Greece weather institute warned of temperatures soaring above 40C (104F), as southern Europe is swept by blistering heatwave.
Greece’s capital is facing its hottest July weekend in 50 years, with temperatures forecast to soar above 40C (104F), as the nation and others in southern Europe, such as Italy and Spain, swelter in another record-breaking heat wave.
Experts have pointed the finger at climate change driven by the burning of fossil fuels, saying global warming is playing a key role in extreme weather.
“Greece may be more of a focus than Italy for breaking records.
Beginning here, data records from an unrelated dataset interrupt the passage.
PR #6402, opened 2018-08-04
Restore EnsureExecutable

cra0zy:
Removed it because it was crashing in case of not having permissions to modify the executable, this is no longer happening and we are gonna need this if we ever wanna package up tools inside nugets (nuget packages don't preserve permissions for files on Unix platforms).

### DIFF
--- a/MonoGame.Framework.Content.Pipeline/ExternalTool.cs
+++ b/MonoGame.Framework.Content.Pipeline/ExternalTool.cs
@@ -56,6 +56,8 @@ namespace Microsoft.Xna.Framework.Content.Pipeline
                 RedirectStandardInput = true,
             };
 
+            EnsureExecutable(fullPath);
+
             using (var process = new Process())
             {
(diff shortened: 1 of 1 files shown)


Jjagg:
We could also use [.NET Core Global Tools](https://docs.microsoft.com/en-us/dotnet/core/tools/global-tools) to deploy our tools through NuGet.

cra0zy:
> We could also use .NET Core Global Tools to deploy our tools through NuGet.

Interesting, tho this does not change the way we should distribute MGCB, we still want MGCB to be tied to the NuGet itself so that the project is self contained when it comes to compilation.

PS. This change is just me reverting my previous commit, so you can merge it.

cra0zy:
PPS. That does solve Pipeline Tool distribution so there are nice positives with that, we should be able to get installers to be really bone back thanks to it.

Jjagg:
Looks good, merging :)

PR #6403, opened 2018-08-04
Bump tools to .NET Framework 4.7.1

cra0zy:
This is needed so developers can write content extensions targeting .NET Standard.


Build/Projects/MonoGame.Framework.Content.Pipeline.definition
```diff
@@ -45,6 +45,10 @@
       <Platform Name="Windows">TRACE;WINDOWS</Platform>
     </CustomDefinitions>
 
+    <FrameworkVersions>
+      <Version>v4.7.1</Version>
```
nkast: Do we need to upgrade Framework.Content.Pipeline too?
This will require all existing third party importers to upgrade.

Will this change affect the generated PCL or it will still be 4.5?

cra0zy: > Do we need to upgrade Framework.Content.Pipeline too?

Yes, thats literally the one thing that needs to be upgraded for this to work, all the other changes are because of it.

> This will require all existing third party importers to upgrade.

No, it will not, they should be linking against the portable package which means they will now be able to anything from .NET 4.5 to PCL to .NET Standard for their content extensions.

> Will this change affect the generated PCL or it will still be 4.5?

It's a PCL, it does not have a target framework (well has a target PCL bit that does not tell you much), this does not change it.

nkast: > Yes, thats literally the one thing that needs to be upgraded for this to work, all the other changes are because of it.

I don't think that's true. The  Content.Pipeline is the last in the hierarchy of dlls, but anyways, 
if you build against the PCL this won't matter.

cra0zy: > I don't think that's true. The Content.Pipeline is the last in the hierarchy of dlls, but anyways,
> if you build against the PCL this won't matter.

Are you sure you are able to load up an assembly that uses lower version of .NET Framework that loads up an external assembly which uses a higher version of .NET Framework in case the main app is using the higher version?

Anyway, even if you can, we need to bump its version because anybody making tools for it needs to know what version of .NET Framework they should target.

nkast: Yes, an .EXE that runs on 4.7.1 can load all libraries that were build for the a previous version. Each version of the Dot.Net framework is a superset of the previous version.

cra0zy: I do understand that, however in this case we are talking about using reflection with a library which is compiled using older .NET Framework to access one which was compiled using newer .NET Framework, but now that I think about it, you are probably right.

On a related note, there are some exceptions to the "can load all libraries that were build for a previous version" like the `RuntimeInformation.IsOSPlatform` API, but these are rare.

vpenades: @cra0zy even if the library has been compiled with an older net framework, that old library is running with netfx471, so the reflection calls are fine. The NET version of an assembly is used only for validation, everything ends running with the framework defined by the EXE.

vpenades: What's blocking this PR?  I thougth it was going to be a dead easy PR...

cra0zy: Mac build bot is the problem, it needs updating.

tomspilman: I'll try to do this today.  It just needs the latest stuff i guess?

cra0zy: Yea.

cra0zy:
Protobuild removal is in progress, and this will be resolved during this month.

Jjagg:
CP and tools are upgraded in #6824.

PR #6270, opened 2018-03-24
Update iOS/tvOS to use OpenAL Soft [WIP]

dellis1972:
Needs [1]. 
Will no doubt conflict with https://github.com/MonoGame/MonoGame/pull/6257 since it needs`Build/GenerateProject.CSharp.xslt` changes.

[1] https://github.com/MonoGame/MonoGame.Dependencies/pull/124

PR #6407, opened 2018-08-06
Update iOS/tvOS to use OpenAL Soft

tomspilman:
This is an updated version of https://github.com/MonoGame/MonoGame/pull/6270.


tomspilman:
Still testing this to be sure it works... will report back shortly.

PR #6418, opened 2018-08-24
[WinDX] FIX: Implement missing X1 & X2 mouse buttons

MichaelDePiazzi:
This is a nice easy one - In the WinDX build, the X1 and X2 mouse buttons weren't being set.


cra0zy:
Thanks @MichaelDePiazzi , merging!

Issue #6424, opened 2018-08-30
16bit per channel PNG images are incorrectly imported by the content-pipeline tool


roy-t:
I believe PNG images that have 16 bits per channel are incorrectly processed by the content-pipeline tool. 

I've created an extremely minimal reproduction here: https://github.com/roy-t/monogame_16bitpp_png_bug

Below you see two textures rendered with the spritebatch, with default settings. The left sprite is a texture generated from an 8 bit per pixel PNG file, and is displayed correctly. The right sprite is a texture generated from the same PNG file, this time stored with 16 bits per pixel. As you can see the colors are completely different.

![bug](https://user-images.githubusercontent.com/623634/44863637-f371a180-ac7d-11e8-8532-a2b4835fd206.png)

#### What version of MonoGame does the bug occur on:
- MonoGame 3.6.0.1625

#### What operating system are you using:
- Windows

#### What MonoGame platform are you using:
- Windows, DirectX

roy-t:
I think the bug is in the code below.

Although the code does check the bytes per pixel to see how far to jump to get to the next color channel. It assumes a single color is one byte. If I'd patch this code to down-sample from however many bits to a single byte, would that be accept as a PR?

Athens, for example, could go up to 42C [108F] on Sunday, which is within shouting distance of the sitting record,” said Rob McElwee, senior weather presenter for Al Jazeera.
Already 11 days into its heatwave, Greece’s national weather institute on Saturday warned reprieve was still days away, setting this up to be the longest hot spell the country has ever seen.
“According to the data, we will probably go through 16-17 days of a heatwave, which has never happened before in our country,” Kostas Lagouvardos, director of research at the National Observatory, told ERT television Saturday.
The previous heatwave record in Greece was set in 1987 when scorching temperatures of over 39C [102F] lasted 11 days.
Greece, which is battling dozens of forest fires, warned people not to venture out unnecessarily due to the baking heat.
The exceptional temperatures also mean key tourist sites such as the Acropolis will be closed during the hottest part of the day.
“This weekend risks being the hottest registered in July in the past 50 years,” said Panagiotis Giannopoulos, a meteorologist with state broadcaster ERT.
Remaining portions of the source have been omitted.